In the middle of the market there is an open area where people just plonk themselves down spread an old sack out and then lay out their wares. You step over, across, around people and produce. If you over balance, you are probably better to step on the tomato seller than her tomatoes! There are always tomatoes, as well as okra, onions, millet, soya, shea nuts, peanuts, rice, pepper, palm nuts, leaves for soup and of course yams. Seasonally you find surprises popping up for a few weeks, before disappearing without a trace. At the moment, melons are all the rage as well as piles of red potatoes! But mangos have had their season and there is not one to be found now. Sometimes you can find gardens produce, such as cabbages, green peppers and even the occasional carrot or cucumber. There are also other essential ingredients such as salt, stock cubes, tomato puree or oil laid out in small piles on ramshackle tables. The meat section is off to one side centred on a building inhabited by the butchers and lots of flies! You can easily recognise its purpose by some rather dejected looking goats that have been tied up to tree outside waiting their turn.

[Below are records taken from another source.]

Issue #9455, opened 2026-08-05
mcp: swept all 215 tools — three published fields that can never carry a value, one 74h-stale snapshot


JSONbored:
## What was done

Every registered MCP tool was called at least once against production (`https://api.metagraph.sh/mcp`), driven by each tool's own `inputSchema.required` against a fixture map:

```
# summary: ok=191 errored=10 untestable=14 total=215
```

The 10 errors and 14 untestable are sweep-harness limitations, not defects — wrong fixture shapes (`get_api_schema` with a subnet slug), correctly-rejected inputs (`get_webhook_subscription` wants a UUID v4), correct auth refusals (`list_surface_credentials` → `auth_required`), and tools needing fixtures the harness has no safe value for (`store_surface_credential`, `call_rpc`, `decode_evm_call`).

Below are the findings that survived verification. Each is a **published field that can never carry a value**, or a snapshot far older than its tool implies — the class the `alpha_price_change_1d` bug (#9449) belonged to.

## 1. `get_top_holders` is 74 hours stale, and its net-flow fields are always null

```
captured_at = 2026-08-02T00:05:06.441Z   (age 74.2h at time of check)
account_count = 2965
net_flow_7d / net_flow_30d / net_flow_90d = null on 20/20 returned accounts
```

Two separate problems in one response: the snapshot itself has not refreshed in three days, and three declared fields are null for every account. Nothing in the tool description says the data is a multi-day-old snapshot, so a caller reasonably reads it as current.

## 2. `list_blocks.author` is always null — while `get_blocks_summary` computes author decentralisation from the same data

```
list_blocks(limit=5)  -> author null 5/5, spec_version null 2/5
get_blocks_summary()  -> {"holders":20,"total":5000,"gini":0.0014,
                          "nakamoto_coefficient":10, ...}
```

This is the strongest signal in the sweep, because the two disagree about whether the data exists. `get_blocks_summary` reports author concentration over 5,000 blocks across 20 distinct authors — so authors ARE recorded. `list_blocks` returns `null` for every one of them.

Note `spec_version` is null on only 2 of 5, so that column is partially populated; `author` is not partially populated, it is uniformly absent. Whatever `list_blocks` projects from, it is not the source `get_blocks_summary` reads.

## 3. `list_global_validators.realized_return_1m` is null for every validator

```
list_global_validators(limit=50) -> realized_return_1m null on 50/50
```

[...]

Issue #9193, opened 2026-08-03
chore(workers): delete the dead Postgres tier now that no Hyperdrive binding exists


JSONbored:
Data residency follow-up: **all data now lives in Cloudflare** (D1, R2/R2-SQL lakehouse, KV) and every refresh lane runs on Cloudflare compute (Worker crons + the poller Container). What is left is dead code, not a dead data path.

## State

`#9186` removed the `HYPERDRIVE` binding from `wrangler.data.jsonc`, and no wrangler config declares one anymore. But two Workers still import the Postgres client and still carry their full Postgres branches:

- `workers/data-api.ts` — 13,595 lines, **27 `HYPERDRIVE` gate sites**, `import postgres from "postgres"`
- `workers/hyperdrive-sync-retry.ts` — 70 lines, only caller is data-api

Every one of those branches gates on `env.HYPERDRIVE?.connectionString`, which is now permanently `undefined`, so they are unreachable. They were deliberately left in place at the wipe as a single-flag revert path (`#9145`), and that revert path is now moot — the Postgres they would revert to was destroyed.

## Why it is worth doing

- The `postgres` driver ships in two Worker bundles that can never call it.
- 27 dead gate sites are 27 places a future reader has to reason about a tier that does not exist, and 27 places a new dual-write can be written against the wrong store by pattern-matching.
- Coverage and tests currently carry the dead branches too.

## Requirements

1. Delete the Postgres branches and the `postgres` import from both Workers; delete `hyperdrive-sync-retry.ts` if nothing survives it.
2. Where a handler was a **dual-write** (D1 + Postgres), the D1 path becomes the only path — keep its existing failure semantics (D1 required, 503 unbound / 502 on failure with the capture labels), do not loosen them.
3. Where a read did `tryPostgresTier` → cold tier, the forward gate and `DATA_API_D1_FLAGS` behaviour must not change: routes still decline to the lakehouse/D1 tiers exactly as today. This is a deletion, not a re-plumb.
4. Drop the now-unreachable `"postgres"` values from the `METAGRAPH_*_SOURCE` flag unions if nothing can set them anymore, and say so in the PR.
5. Full suite green; `codecov/patch` 99% branch-counted on whatever lines do change.

**Sequencing:** do this when no other PR is editing `workers/data-api.ts` — it is the most-touched file in the repo and this diff is large by construction.

Refs #9146.

PR #9463, opened 2026-08-05
fix(api): withdraw the top-holders net-flow fields whose rollup left with Postgres

### LINKED ISSUE #9461: top-holders: withdraw net_flow_7d/30d/90d and their sort keys — wallet_flow_daily did not survive the Postgres removal
Split out of #9455, which carries three findings. This issue is only the first
one, and only the half that is actionable now: withdrawing the dead fields.
Rebuilding the rollup is deliberately **not** in scope here.

## The fields cannot be filled, and the sorts are worse than the fields

`/api/v1/accounts/top-holders`, `get_top_holders` and the GraphQL `topHolders`
field publish `net_flow_7d`, `net_flow_30d` and `net_flow_90d`, and accept
those same three names as `?sort=` keys.

`src/top-holders.ts:19-26` names the source: `wallet_flow_daily`, a daily
coldkey-keyed rollup of `account_events`. That table was **Postgres**.
`workers/data-api.ts:995-998` writes the rollup handler up in the past tense —
"RETIRED (#9193): the Postgres tables this wrote were destroyed with the box …
What follows describes what it DID". There is no D1 migration for it:
`migrations/d1/` has no `wallet_flow_daily`, and on the production D1

```sql
SELECT name FROM sqlite_master WHERE type='table' AND name LIKE '%flow%'
-- emission_flow_watch      (the only match)
```

So the fields are advertised, sortable, and structurally unfillable.

## The sort options are the real defect

A null column does not fail loudly when you sort by it. `compareTopHoldersSort`
places non-numbers last and tiebreaks by `ss58`, so *every* row ties and the
whole "ranking" collapses to lexicographic ss58 order. Live, right now:

```
get_top_holders(sort=net_flow_30d, limit=5)
  5C4jr9gTxHFbDycY8JvP5tSiVgqkGdhkKgYCGBZ7r5jcy3D4
  5C4stSNCjgyxqbTJa7TTCFFRAJxKrkKhvfnHNs5BT23TZEqz
  5C4zv89Vra1KpRxyaTMVtwQvDNLLSKWCD1K6qFB2mG5hgr2H
  5C523K1nqhGWUrpvRtJxSCdiWLiRxR1RefjtcHbQc8fQ84hk
  5C5HuoidEheJizKJYQmo3HxGA2vVnZjYWPgWwNZ4MQudEKAR
```

That is sorted by ss58, not by flow, and the response says `"sort":
"net_flow_30d"` while doing it. A caller cannot tell a real flow ranking from
this. A null field is merely useless; a sort key that silently answers with a
different ordering than the one it names is wrong.

## Scope

Withdraw the three fields and the three sort options. Nothing else.

There are several **unrelated and working** `net_flow` fields in this repo —
`/subnets/{netuid}/stake-flow`, `/accounts/{ss58}/stake-flow`,
`/chain/stake-flow`, and the alpha-volume surfaces. Those are sourced from the
lakehouse, not `wallet_flow_daily`, and must not be touched. Grep for the
suffixed names (`net_flow_7d` / `net_flow_30d` / `net_flow_90d`), never bare
`net_flow`.

Touch points:

- `schemas-src/routes/top-holders.ts` — response schema + sort enum
- `schemas-src/mcp-tools/accounts-leaderboards.ts` — MCP tool schema
- `src/top-holders.ts` — `TOP_HOLDERS_SORTS`, the row mapper, the signed-number
  guard that exists only for these fields, the header comment
- `workers/request-handlers/entities.ts` — `TOP_HOLDERS_CSV_COLUMNS`
- `src/contracts.ts` — the artifact + route descriptions
- `src/mcp-server.ts` — the tool description
- `docs/backend-artifact-contracts.md`
- Regenerate `openapi.json` / types / `packages/contract` (Path B), plus
  `apps/ui/content/docs/api-reference/accounts/top-holders.mdx` from `apps/ui`

## Is this breaking?

`docs/api-stability.md` says existing fields are not removed within `v1`. The
precedent says the rule is about fields that carry data: #9066 dropped
`unpriced_stake_alpha` / `unpriced_emission_alpha` from five route schemas
outright, in `v1`, with no `CONTRACT_VERSION` bump and no deprecation window,
on exactly this reasoning — publishing our own incompleteness is not a contract
worth keeping. A field that has only ever been `null` and can only ever be
`null` is the same case: removing it removes `null`, not data.

The `?sort=` enum is the one place a caller can observe a behaviour change —
`?sort=net_flow_7d` goes from 200-with-ss58-order to `400 invalid_query`. That
is the correct direction: a request whose stated intent cannot be honoured
should be refused, not answered with a different ordering. Note the published
OpenAPI **parameter** enum (`src/contracts.ts`) already lists only
`total_tao|free_tao|delegated_tao`, so a client generated from `openapi.json`
could not ask for these sorts in the first place.

## Not in scope

The underlying events survive in the lakehouse (`chain.account_events`), so the
rollup is rebuildable — as a feature project with real R2 SQL scan cost to size
first, not as part of this withdrawal. #9455 stays open for the other findings
it carries.

JSONbored:
Closes #9461

`net_flow_7d`, `net_flow_30d` and `net_flow_90d` came from `wallet_flow_daily`
(`src/top-holders.ts:19-26`), a daily coldkey-keyed rollup of `account_events`.
That table was **Postgres**. It went with the box, and nothing replaced it —
`migrations/d1/` has no `wallet_flow_daily`, and on the production D1:

```sql
SELECT name FROM sqlite_master WHERE type='table' AND name LIKE '%flow%'
-- emission_flow_watch      (the only match)
```

`workers/data-api.ts` already says as much about the rollup that fed it, in the
past tense: "RETIRED (#9193): the Postgres tables this wrote were destroyed with
the box … What follows describes what it DID."

So the three fields have been advertised, sortable, and structurally unfillable.

## The sort keys were the actual defect

A null field is useless. A **sort key** over an all-null column is wrong,
because it does not fail — `compareTopHoldersSort` placed non-numbers last and
tiebroke by `ss58`, so every row tied and the ranking collapsed to lexicographic
ss58 order while the response still echoed `"sort": "net_flow_30d"`. Live before
this change:

```
get_top_holders(sort=net_flow_30d, limit=5)
  5C4jr9gTxHFbDycY8JvP5tSiVgqkGdhkKgYCGBZ7r5jcy3D4
  5C4stSNCjgyxqbTJa7TTCFFRAJxKrkKhvfnHNs5BT23TZEqz
  5C4zv89Vra1KpRxyaTMVtwQvDNLLSKWCD1K6qFB2mG5hgr2H
  5C523K1nqhGWUrpvRtJxSCdiWLiRxR1RefjtcHbQc8fQ84hk
  5C5HuoidEheJizKJYQmo3HxGA2vVnZjYWPgWwNZ4MQudEKAR
```

Sorted by ss58, offered as a flow ranking. `?sort=net_flow_7d` now answers
`400 invalid_query` instead — refusing an intent we cannot honour is the right
answer, and it is the only externally visible behaviour change here.

## Is removing a response field breaking?

**No, and it ships in `v1` — with precedent.**

`docs/api-stability.md` says "Existing fields are not removed or retyped …
within `v1`." That rule is about fields that carry data. #9066 removed
`unpriced_stake_alpha` / `unpriced_emission_alpha` from five route schemas
outright, inside `v1`, with no `CONTRACT_VERSION` bump, no `schema_version`
bump, no `/api/v2` and no deprecation window, on exactly this reasoning:
publishing our own incompleteness is not a contract worth honouring. This is the
same case, only stronger — those fields could at least in principle hold a
number. These three could only ever be `null`, so removing them removes `null`,
not data. No consumer can have a working code path that reads them.

Accordingly: no `CONTRACT_VERSION` bump (it has not moved for any of the
comparable removals), no `schema_version` bump (that is reserved for a breaking
*envelope* change, and the envelope is untouched), no `v2`.

One detail worth recording: the published OpenAPI **query parameter** enum in
`src/contracts.ts` already listed only `total_tao|free_tao|delegated_tao`, so a
client generated from `openapi.json` could never have asked for these sorts. The
`net_flow_*` sorts were reachable only via the MCP tool schema and a hand-built
REST URL. This PR makes the parameter enum, the response-body `sort` enum, the
MCP tool schema and `TOP_HOLDERS_SORTS` all agree on three — they did not agree
before.

## Scope

Only the top-holders fields. This repo has several **working** `net_flow`
fields — `/subnets/{netuid}/stake-flow`, `/accounts/{ss58}/stake-flow`,
`/chain/stake-flow`, alpha-volume — all lakehouse-sourced and untouched. Every
edit here was found by grepping the suffixed names, never bare `net_flow`.

- `schemas-src/routes/top-holders.ts`, `schemas-src/mcp-tools/accounts-leaderboards.ts` — the two Zod owners
- `src/top-holders.ts` — `TOP_HOLDERS_SORTS`, the entry type + row mapper, and `numberOrNullSigned`, the signed-number guard that existed only for these fields
- `workers/request-handlers/entities.ts` — `TOP_HOLDERS_CSV_COLUMNS`
- `src/contracts.ts`, `src/mcp-server.ts`, `docs/backend-artifact-contracts.md` — the prose that documented them
- regenerated `openapi.json`, `types.d.ts`, `api-index.json`, `contracts.json`, `packages/contract`, and `apps/ui/content/docs/api-reference/accounts/top-holders.mdx`

`compareTopHoldersSort` loses its null-last branch. All three surviving sort
keys come out of `numberOrZero` (or their sum), so both sides are always finite
numbers — the branch was unreachable the moment the nullable keys left, and its
own comment named the fields that justified it. Keeping it would have meant
keeping tests that construct states the mapper cannot produce.

## Not in scope

The events still exist in the lakehouse (`chain.account_events`), so the rollup
is rebuildable — as its own project with real R2 SQL scan cost to size first.
#9455 stays open for the other findings it carries.

## Verification

`npm run lint`, `format:check`, `typecheck`, `validate`, `validate:contract-drift`,
`validate:openapi`, `validate:types`, `validate:mcp`, `validate:schema-enums`,
`validate:docs`, `validate:generated-client`, `validate:client-sdk-sync`,
`validate:openapi-examples`, `validate:ui-docs-drift`, `validate:api`,
`validate:artifact-budgets`, `validate:surface` — all green. Full `vitest run`
green.

New assertions pin the withdrawal rather than just deleting the old ones: an
entry never carries the keys even when the source row still has them, and both
REST and MCP reject each withdrawn sort instead of answering in ss58 order.


JSONbored:
Superseded. Withdrawing the fields was the wrong call: `chain.account_events` is current to the chain head and carries coldkey/event_kind/amount_tao, and the StakeAdded-minus-StakeRemoved computation already runs live against it (`/chain/stake-flow`, `/accounts/{ss58}/stake-flow`). What died is the precomputed `wallet_flow_daily` table, not the data or the math — "structurally unfillable" in the description above is wrong.

`src/account-history-cold-tier.ts` is the precedent that settles it: it faced the identical loss of `account_events_daily` and recomputed live from `chain.account_events` rather than withdrawing, on the grounds that "a live answer beats a smaller diff".

The route's holdings columns are on the same footing — they are served from a frozen artifact of the decommissioned box (`captured_at` 2026-08-02), which is #9455's staleness finding. So this is one job, not two: give `/api/v1/accounts/top-holders` a live source for all of it. Tracking that in a new issue.

Issue #7510, opened 2026-07-21
Epic: TypeScript migration — eliminate hand-maintained .mjs/.js across the backend/tooling stack


JSONbored:
## Context

The repo is split in half. `apps/ui`, `packages/ui-kit`, and `packages/client` are already 100% TypeScript, each with its own `tsconfig.json` and a pinned `typescript` devDependency. Everything else — the actual backend — is not:

| Area | Files | LOC (approx) |
|---|---|---|
| `src/` | 171 `.mjs`, 0 `.ts` | 71,400 |
| `workers/` | 25 `.mjs` | 28,700 |
| `scripts/` (+ `scripts/lib/`) | 109 + 11 `.mjs` | 38,800 |
| `tests/` | 471 `.mjs` | 205,000 |
| `deploy/wss-lb/` | 11 `.mjs` | 1,600 |

811 hand-maintained `.mjs` files, ~346k lines, with **zero static type checking today**. There is no root `tsconfig.json`, no `typescript` devDependency at the root, and the root ESLint config ([eslint.config.mjs](../eslint.config.mjs)) is deliberately JS-only. `npm run validate:types` does not type-check anything — it only regenerates the OpenAPI `.d.ts` and diffs it for drift.

## Goal

This is not an incremental JSDoc bolt-on. The goal is **full elimination** of hand-maintained `.mjs`/`.js` in this codebase in favor of `.ts`, so that:
- Contributors default to `.ts` for all new work going forward — no more hand-maintained type drift, no more silently-wrong shapes.
- The compiler catches what ~338k lines of untyped JS currently rely on runtime tests and manual review to catch.
- LOC/file count actually goes **down** — JSDoc blocks, manual runtime shape-guards, and redundant validation collapse once real types exist and the compiler enforces them.

## Explicit non-goal: generated artifacts stay generated

Do **not** hand-convert or otherwise touch:
- `packages/contract/index.d.ts`
- `public/metagraph/types.d.ts`
- `generated/metagraphed-client.ts`
- anything under `registry/**/generated/**` or `packages/client/dist/**`

These are `openapi-typescript`/build output, already correct-by-construction. Their **generator scripts** (e.g. `scripts/generate-types.mjs`) are in scope for conversion like any other script — their **output** is never hand-edited, migration or not.

## Why this is unusually tractable here (verified, not assumed)

[...]

PR #9468, opened 2026-08-05
chore(scripts): commit the live MCP tool smoke-sweep as npm run smoke:mcp

### LINKED ISSUE #9462: mcp: commit the live tool smoke-sweep harness as a script
The tool sweep behind #9455 — call every registered MCP tool, then look at the
*shape* of what each one returned — found two real defects that hand-testing had
missed (`list_blocks.author` null while `get_blocks_summary` computes author
decentralisation from the same data; `list_global_validators.realized_return_1m`
null since Postgres was removed in #9429).

It only ever existed as a scratch file. That means the next person who wants to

Vegetarianism is simply not a thing here. I was thinking about this the other day, I wondered why this was the case. My conclusion was that the reasons why people become vegetarian in the UK, simply don’t exist here. I’ll explain, I think most people who become vegetarian in the UK fall into 3 camps. 1) The emotional vegetarian - Society constantly anthropomorphizes animals and therefore, for some, it is an emotional reaction. They just feel killing an animal for food is inhuman. They must be terrified and, as it is unnecessary to our survival to eat meat, it is unjustifiable. 2) Practical vegetarians - they just can’t eat meat as don’t like it, or it does not like them. Some have religious bars on consumption or maybe financial limitations. 3) Moral vegetarian - They are primarily concerned about the ethics behind livestock production and the extremes of industrial farming. This might include worries about animal welfare, genetics, feeding and the impact of the industry on the environment etc. This points at ever widening level of distrust between livestock farmers and these consumers. So, back to Ghana, a) they don’t anthropomorphise animals b) Most see meat as a critical source of protein and flavour and a luxury, c) People in Langbinsi are so intimately connected and implicated in how the meat they consume is produced, looked after, killed and prepared, that, when it comes to eating it, for them it is totally natural and a normal part of daily life. Very little meat consumed in Langbinsi comes from distant, opaque, industrial farming system. The chicken you just eat was pecking around your yard an hour ago. I have been working for years to teach people in the UK where their food comes from, but this makes me think it is not just about telling them where their food comes from, but somehow getting them much closer to its production. Food for thought!

Last week we had Toby’s birthday, which was a challenge. We received lots of messages and we all made cards and I had some cloths made from local cloth. Martha put me in contact with my new best friend Calib. He used to cook for the doctors at the Baptist Medical Centre in Nalarigu and he offered to make a cake, (big tick for super Mum there!) Unfortunately, having made the cake, Calib got the wrong end of the stick with regards to delivery. He set off to deliver it to Langbinsi in a minibus, while we had simultaneously set off to Nalarigu in my pick up to collect it. After some confusion, we had a somewhat improbable exchange, of the rather battered cake, in a layby halfway! While we did the exchange, I also found out that Calib can make pizzas (good man to know!).

In the evening, Ma took the kids on a motorbike jaunt to visit the “spooky forest” in the dark, which they have been wanting to do for ages, and then they all dropped in at a bar for a coke, all very popular. I, meanwhile, made a birthday meal of potato fries, fried chicken and cabbage, which was popular, and it was rounded off by the birthday cake for pudding and us all singing happy birthday. I think we did well!